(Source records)
PR #5175, opened 2020-04-28
Marsmedia - Add onBidWon function

vladi-mmg:
## Type of change

- [X] Feature

## Description of change
Add onBidWon function to the adapter


vladi-mmg:
Hello,
Yes I am trigger two pixels, one for NURL and the other for our analytics.

bretg:
@vladi-mmg - heads up. Prebid is drafting rules about adapter behavior. There's a draft rule on the table requiring disclosure when a bid adapter "phones home" for analytics, and provide publisher control over whether the reporting takes place. Assuming that rule stays in place, it will be enforced in a future release (5.0 or 6.0). In the meantime, we'll accept the two pixels.

PR #5178, opened 2020-04-28
adding check if gdpr module ran enforcment logic

robertrmartinez:
## Type of change
- [X] Bugfix

## Description of change
Currently the UserId Module does it's own check for consent before syncing.

However, it does not take into account the gdprEnforcment `rules` and `exceptions`.

So if consentData is retrieved, and it includes an exception for purpose or specific userId vendors, then the userId module does not know about them and it actually will not run the userId syncs at all!

So this PR simply passes back a flag to the userId module indicating that the `gdprEnforcement` module has done it's enforcement and thus the userId module can just skip it.

Basically the enforcement module will remove and subModules which are not allowed, so the userId module does not need to do the check itself.


robertrmartinez:
Yeah I will do this! Thanks.

robertrmartinez:
Ok I added assertions for the `gdprEnforcement` module

But the userId module does not have any gdpr tests and it is a little tangled to write a simple test for this change.

So I will write a couple general gdpr tests for the userId module later this week when I have some more free time. (I plan to include those tests in this PR)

● What the exercise asks: Return every line above where "function" appears.

● Your response:
Marsmedia - Add onBidWon function
Add onBidWon function to the adapter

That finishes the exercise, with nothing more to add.